PR #7067, opened 2021-11-01
GEODE-9792: avoid sending in multiple authentication request on the same connection by different threads

jinmeiliao:
It's observed that AuthenticationRequest will come in multiple times in the same connection by different threads. This PR would fix that.

### DIFF
--- a/geode-core/src/test/java/org/apache/geode/cache/client/internal/ConnectionFactoryImplTest.java
+++ b/geode-core/src/test/java/org/apache/geode/cache/client/internal/ConnectionFactoryImplTest.java
@@ -18,16 +18,23 @@
 package org.apache.geode.cache.client.internal;
 
 import static org.mockito.ArgumentMatchers.any;
+import static org.mockito.ArgumentMatchers.anyLong;
+import static org.mockito.Mockito.doCallRealMethod;
 import static org.mockito.Mockito.mock;
 import static org.mockito.Mockito.never;
+import static org.mockito.Mockito.times;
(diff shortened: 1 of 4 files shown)


kirklund (approved):

jchen21 (approved):

boglesby (approved):

jmelchio (approved):

geode-core/src/test/java/org/apache/geode/cache/client/internal/ConnectionFactoryImplTest.java
```diff
@@ -100,4 +107,32 @@ public void authenticateIfRequired() {
...
+    CompletableFuture<Void> future1 =
+        executor.runAsync(() -> factory.authenticateIfRequired(connection));
+    CompletableFuture<Void> future2 =
+        executor.runAsync(() -> factory.authenticateIfRequired(connection));
+    future1.get();
+    future2.get();
+
+    // setUserId should only be called once by this two threads. The other time
+    // is called by the test setup.
+    verify(server, times(2)).setUserId(anyLong());
```
DonalEvans, line 136: I don't know if it's actually better, since clearing invocations on mocks is not a best practice, but to make this verification more intuitive, you can call `Mockito.clearInvocations(server);` on line 126 and then have this verification just be: `verify(server).setUserId(anyLong());` and remove the comment explaining why it's 2.

DonalEvans (approved):
Looks good, just a couple of small optional suggestions.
※ ※ ※
From the first line to the last, return the data exactly.

PR #7067, opened 2021-11-01
GEODE-9792: avoid sending in multiple authentication request on the same connection by different threads

jinmeiliao:
It's observed that AuthenticationRequest will come in multiple times in the same connection by different threads. This PR would fix that.

### DIFF
--- a/geode-core/src/test/java/org/apache/geode/cache/client/internal/ConnectionFactoryImplTest.java
+++ b/geode-core/src/test/java/org/apache/geode/cache/client/internal/ConnectionFactoryImplTest.java
@@ -18,16 +18,23 @@
 package org.apache.geode.cache.client.internal;
 
 import static org.mockito.ArgumentMatchers.any;
+import static org.mockito.ArgumentMatchers.anyLong;
+import static org.mockito.Mockito.doCallRealMethod;
 import static org.mockito.Mockito.mock;
 import static org.mockito.Mockito.never;
+import static org.mockito.Mockito.times;
(diff shortened: 1 of 4 files shown)


kirklund (approved):

jchen21 (approved):

boglesby (approved):

jmelchio (approved):

geode-core/src/test/java/org/apache/geode/cache/client/internal/ConnectionFactoryImplTest.java
```diff
@@ -100,4 +107,32 @@ public void authenticateIfRequired() {
...
+    CompletableFuture<Void> future1 =
+        executor.runAsync(() -> factory.authenticateIfRequired(connection));
+    CompletableFuture<Void> future2 =
+        executor.runAsync(() -> factory.authenticateIfRequired(connection));
+    future1.get();
+    future2.get();
+
+    // setUserId should only be called once by this two threads. The other time
+    // is called by the test setup.
+    verify(server, times(2)).setUserId(anyLong());
```
DonalEvans, line 136: I don't know if it's actually better, since clearing invocations on mocks is not a best practice, but to make this verification more intuitive, you can call `Mockito.clearInvocations(server);` on line 126 and then have this verification just be: `verify(server).setUserId(anyLong());` and remove the comment explaining why it's 2.

DonalEvans (approved):
Looks good, just a couple of small optional suggestions.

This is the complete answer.